哲学カフェ

哲学書を一つづつ取り上げて、それを時に独善的とも思われる解釈を試みながら、一見難しいものと思われる哲学書の解読を行うものです。

ヴォルテール/フランソワ=マリー・アルエについて その4

 生前から優れた知性と多大な影響力から「ヴォルテールの時代」と称される程の人物だった彼が、哲学者のルソーと出会ったのはヴォルテールが宮廷で余興劇を音楽家と共同で書き、その仕上げた加筆を任せたのだ最初です。その後、ルソーはヴォルテールに手紙を書き、ヴォルテールも最初は好意的な返事を書いていたそうです。特にルソーが著作「人間不平等起源論」を発表した際は、大いに賞賛する内容の手紙を送り、ルソーも深く感謝する返信をしたそうです。
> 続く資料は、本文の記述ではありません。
PR #1547, opened 2021-06-15
BF: place only the "main body" of poster preview to onClick

yarikoptic:
Otherwise clicking on the URL in the PosterPreview__header would also
trigger onClick for the entire div and thus enter the poster

Followup to #1534


yarikoptic:
current state of env/ohbm already does it (after merging the  bookmark PR) so no need (for ohbm at least)

PR #1548, opened 2021-06-15
[env/ohbm] add download icon (⬇) alongside with the bookmark

yarikoptic:
Replacement for #1527.
Sits on top of #1547 for a fix.

But the effect of it fixes the incorrect (off the div) rendering of the number of current visitors. compare
image
as of staging to
image
as of this PR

ですが、その数か月後の1755年以降、キリスト教の信仰に関する問題が起き、無神論に近い理神論を説いていたヴォルテールは以前より行っていたキリスト教への批判を始めたのです。その一方で、ルソーは牧師から神の摂理を弁護する依頼を受け、ヴォルテールの主張を批判する書簡を送ったのです。
 ここで論争が起これば変わっていたかもしれませんが、ヴォルテールは反論するどころかルソーの文学的センスを褒めたのです。議論するつもりはない、というヴォルテールの態度にルソーは激怒し、この様な事が積み重なり、互いに意識はしているものの関係は悪化する結果となったのです。ただ、この関係が互いに多くの著作を発表する原動力になったともいえるでしょう。